# Sony sxrd tv mod



## Brandon428 (Mar 21, 2007)

My optical block died a few months ago and since then I've replaced it with a KDL55HX800 which I'm selling to get a Mitsubishi 73" DLP. Anyway now I just have a dead tv laying around. I thought about getting the block refurbished but I had a crazy idea. Could I put a front projector in it? Does anyone know if this would work?


----------



## davring (Jan 13, 2007)

Brandon428 said:


> My optical block died a few months ago and since then I've replaced it with a KDL55HX800 which I'm selling to get a Mitsubishi 73" DLP. Anyway now I just have a dead tv laying around. I thought about getting the block refurbished but I had a crazy idea. Could I put a front projector in it? Does anyone know if this would work?


Sony has been repairing those sets, free of charge. My sister in law just had the color block(and new lamp) on her 4/5 year old set replaced, in home service call completely N/C. Lots of info on the net, Google it.


----------



## Brandon428 (Mar 21, 2007)

davring said:


> Sony has been repairing those sets, free of charge. My sister in law just had the color block(and new lamp) on her 4/5 year old set replaced, in home service call completely N/C. Lots of info on the net, Google it.

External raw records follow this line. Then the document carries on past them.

PR #2464, opened 2025-01-14
Replace Gibbs inner loop with recursion

### LINKED ISSUE #2445: Gibbs performance regression on Julia v1.11
Since #2328 was merged, the time it takes to run `mcmc/gibbs` is far longer than the time it used to take to run `mcmc/gibbs` plus `experimental/gibbs`.

Need to investigate the cause for this.

mhauru:
Fixes #2445

This seems to help with the type inference regression in Julia v1.11. #2445 should be fixed anyway in v1.11.3, but never hurts to help the type inference machinery, let the compiler unroll the loop if it feels like it.

Also made the same change in `initialstep`, for consistency, and to neatly ensure that `states` is always a tuple. Also, in the process, removed some initialisation of the varinfo in `initialstep`, that was repeating work done in https://github.com/TuringLang/DynamicPPL.jl/blob/e673b69210e85b60199f2ccd8165226cb03cf040/src/sampler.jl#L113.

### DIFF
--- a/src/mcmc/gibbs.jl
+++ b/src/mcmc/gibbs.jl
@@ -654,14 +654,10 @@ function gibbs_step_recursive(
     # going to be a significant expense anyway.
     # Set the state of the current sampler, accounting for any changes made by other
     # samplers.
-    state = setparams_varinfo!!(
-        conditioned_model, sampler, state, vi
-    )
+    state = setparams_varinfo!!(conditioned_model, sampler, state, vi)
 
     # Take a step with the local sampler.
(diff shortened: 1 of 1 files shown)


mhauru:
The discrepancy in test suite runtimes between 1.10 and 1.11 is now gone, as expected.

penelopeysm (approved):

penelopeysm:
I supposeeeee we should wait for CI to run again, because I don't know if my renaming broke something, but otherwise happy

PR #2471, opened 2025-01-20
Return NaN for negative ModeResult variance estimates

frankier:
Here's a modified example that gets negative estimates for variance of some parameters (`coefficients_versicolor[3]`):

```
using Turing
using RDatasets
using StatsPlots
using MLDataUtils: shuffleobs, splitobs, rescale!
using NNlib: softmax
using FillArrays
using LinearAlgebra
using Random
Random.seed!(0);

using Optim
using StatsBase

data = RDatasets.dataset("datasets", "iris");
data[rand(1:size(data, 1), 20), :]
species = ["setosa", "versicolor", "virginica"]
data[!, :Species_index] = indexin(data[!, :Species], species)
data[rand(1:size(data, 1), 20), [:Species, :Species_index]]
trainset, testset = splitobs(shuffleobs(data), 0.5)
features = [:SepalLength, :SepalWidth, :PetalLength, :PetalWidth]
target = :Species_index

train_features = Matrix(trainset[!, features])
test_features = Matrix(testset[!, features])
train_target = trainset[!, target]
test_target = testset[!, target]

μ, σ = rescale!(train_features; obsdim=1)
rescale!(test_features, μ, σ; obsdim=1);

@model function logistic_regression(x, y, σ)
    n = size(x, 1)
    length(y) == n ||
        throw(DimensionMismatch("number of observations in `x` and `y` is not equal"))

    # Priors of intercepts and coefficients.
    intercept_versicolor ~ Normal(0, σ)
    intercept_virginica ~ Normal(0, σ)
    coefficients_versicolor ~ MvNormal(Zeros(4), σ^2 * I)
    coefficients_virginica ~ MvNormal(Zeros(4), σ^2 * I)

    # Compute the likelihood of the observations.
    values_versicolor = intercept_versicolor .+ x * coefficients_versicolor
    values_virginica = intercept_virginica .+ x * coefficients_virginica
    for i in 1:n
        # the 0 corresponds to the base category `setosa`
        v = softmax([0, values_versicolor[i], values_virginica[i]])
        y[i] ~ Categorical(v)
    end
end;

model = logistic_regression(train_features, train_target, 1)
mle_estimate = Optim.optimize(model, MLE())
println(coeftable(mle_estimate))
```

Without this PR, this will throw a `DomainError` in `coeftable` when calling getting the stderr of `coefficients_versicolor[3]`.


mhauru:
Thanks @frankier, I agree that the current situation where `coeftable` fails with `DomainError` is not optimal, and this is an improvement. I wonder if we could be even more explicit though, and in our method for `coeftable`, catch the `DomainError`, print out a warning explaining that the solution seems to have negative variance and thus you should be very suspicious of your result, and then return a table with stderr as NaN. @frankier, as a user, do you think that would be helpful? This would also save us introducing a new dependency that we only use on a single line.

frankier:
Yes, I think on balance that would be better.

I think there is also the possibility of getting a SingularException in `inv`, which I guess also indicates model identifiability (and thus optimization) problems. So I guess it's better to catch these, aggregate them and report how it failed alongside the table.

I'll update this PR to work this way soon.

src/optimisation/Optimisation.jl
```diff
@@ -228,11 +229,47 @@ end
...
+    local stderrors
+    if numerrors_warnonly
+        infmat = StatsBase.informationmatrix(m)
+        local vcov
+        try
+            vcov = inv(infmat)
+        catch e
+            if isa(e, LinearAlgebra.SingularException)
+                stderrors = fill(NaN, length(m.values))
+                notes = ["Info. matrix is singular" for _ in 1:length(m.values)]
```
mhauru, line 246: Is there a reason to print this out `length(m.values)` times?

src/optimisation/Optimisation.jl
```diff
@@ -228,11 +229,47 @@ end
 
 # Various StatsBase methods for ModeResult
 
-function StatsBase.coeftable(m::ModeResult; level::Real=0.95)
+function StatsBase.coeftable(m::ModeResult; level::Real=0.95, numerrors_warnonly::Bool=true)
```
mhauru, line 232: Since we introduce a new argument compared to the usual `StatsBase.coeftable` method, could this have a docstring?

src/optimisation/Optimisation.jl
mhauru, line 246:
```suggestion
                notes = fill("Information matrix is singular", length(m.values))
```

src/optimisation/Optimisation.jl
```diff
@@ -228,11 +229,47 @@ end
...
+        catch e
+            if isa(e, LinearAlgebra.SingularException)
+                stderrors = fill(NaN, length(m.values))
+                notes = ["Info. matrix is singular" for _ in 1:length(m.values)]
+            else
+                rethrow(e)
+            end
+        else
+            stderrors = []
+            vars = LinearAlgebra.diag(vcov)
```
mhauru, line 252:
```suggestion
            vars = LinearAlgebra.diag(vcov)
            stderrors = eltype(vars)[]
```

src/optimisation/Optimisation.jl
```diff
@@ -228,11 +229,47 @@ end
 
 # Various StatsBase methods for ModeResult
 
-function StatsBase.coeftable(m::ModeResult; level::Real=0.95)
+function StatsBase.coeftable(m::ModeResult; level::Real=0.95, numerrors_warnonly::Bool=true)
     # Get columns for coeftable.
     terms = string.(StatsBase.coefnames(m))
     estimates = m.values.array[:, 1]
-    stderrors = StatsBase.stderror(m)
+    notes = nothing
```
mhauru, line 236:
```suggestion
    # If numerrors_warnonly is true, and if either the information matrix is singular or has
    # negative entries on its diagonal, then `notes` will be a list of strings for each
    # value in `m.values`, explaining why the standard error is NaN.
    notes = nothing
```

test/optimisation/Optimisation.jl
```diff
@@ -635,6 +635,24 @@ using Turing
...
+            return y ~ MvNormal(a .* x .+ b .* x, 1)
+        end
+
+        model = collinear(xs, ys)
+        mle_estimate = Turing.Optimisation.estimate_mode(model, MLE())
+        tab = coeftable(mle_estimate)
+        @assert isnan(tab.cols[2][1])
+        @assert tab.colnms[end] == "Error notes"
+        @assert occursin("singular", tab.cols[end][1])
+    end
```
mhauru, line 655: Could we also add a test where we check that for some harmless model where everything works out fine, `coeftable` returns the same result with and without `numerrors_warnonly`?

Also, a test case for negative variance would be great, to make sure tests cover all code paths.

mhauru (commented):
This is looking really nice @frankier! I had a few small proposals. Let me know once you're done making edits and I'm happy to merge. Also, I realise you're helping out on a volunteer basis, so if you don't have time to attend to my comments that's fine too, we can merge as is and I can add a couple of tests myself and call it done.

test/optimisation/Optimisation.jl
frankier: Yeah that's a good idea. Added! Agreed that a test with negative variance would be nice, but I'm not really sure how to construct a model which ends up with a negative variance estimate, and the original example where I got it is probably a bit heavy to add just for this. Since you offered to help finish off, maybe you could write this test? Thanks!

mhauru: Sure, I added a test for the negative variance case.

frankier:
Learnt something new from the test. LGTM!

mhauru:
The failing tests are the known x86 OOM issues we are working on, nothing to do with this PR. Merging.

Thanks so much @frankier! Always a pleasure to receive a community PR, and especially so when it's so well written.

I got the replacement from Sony.


----------



## Herdfan (Mar 18, 2006)

Brandon428 said:


> My optical block died a few months ago and since then I've replaced it with a KDL55HX800 which I'm selling to get a *Mitsubishi 73" DLP*.


Let us know how you like it. The 4-year extended warranty on my XBR2 runs out next month and I expect it to fail shortly afterward. :eek2: I have an old Samsung DLP and I don't see the rainbow effect, so DLP is good for me.

How much did the make you pay for the KDL55?


----------



## Brandon428 (Mar 21, 2007)

Inevitably all SXRD optical blocks will fail due to UV exposure. Its really sad that such a great technology had such a fatal flaw. I'm looking into getting a 73" but I might get the 83" I'm not to sure yet,but I'll definitely post a review. As for the KDL55HX800 its an amazing tv just to small. I paid $400 for it.


----------



## sigma1914 (Sep 5, 2006)

Brandon428 said:


> Inevitably all SXRD optical blocks will fail due to UV exposure. Its really sad that such a great technology had such a fatal flaw. I'm looking into getting a 73" but I might get the 83" I'm not to sure yet,but I'll definitely post a review. As for the KDL55HX800 its an amazing tv just to small. I paid $400 for it.


Go bigger, 83", if your room & seating distance permits it.


----------



## Herdfan (Mar 18, 2006)

Brandon428 said:


> I'm looking into getting a 73" but I might get the 83" I'm not to sure yet,but I'll definitely post a review. As for the KDL55HX800 its an amazing tv just to small. I paid $400 for it.


Yeah, the 55" would be too small to replace the 70", but I have an older 2nd gen 720p plasma that is in need of replacing. The 55" would work just fine there.



sigma1914 said:


> Go bigger, 83", if your room & seating distance permits it.


My room could handle the 90", but not sure my wife would let me get a way with that.  If I do have to replace mine, definitely the 80"+.


----------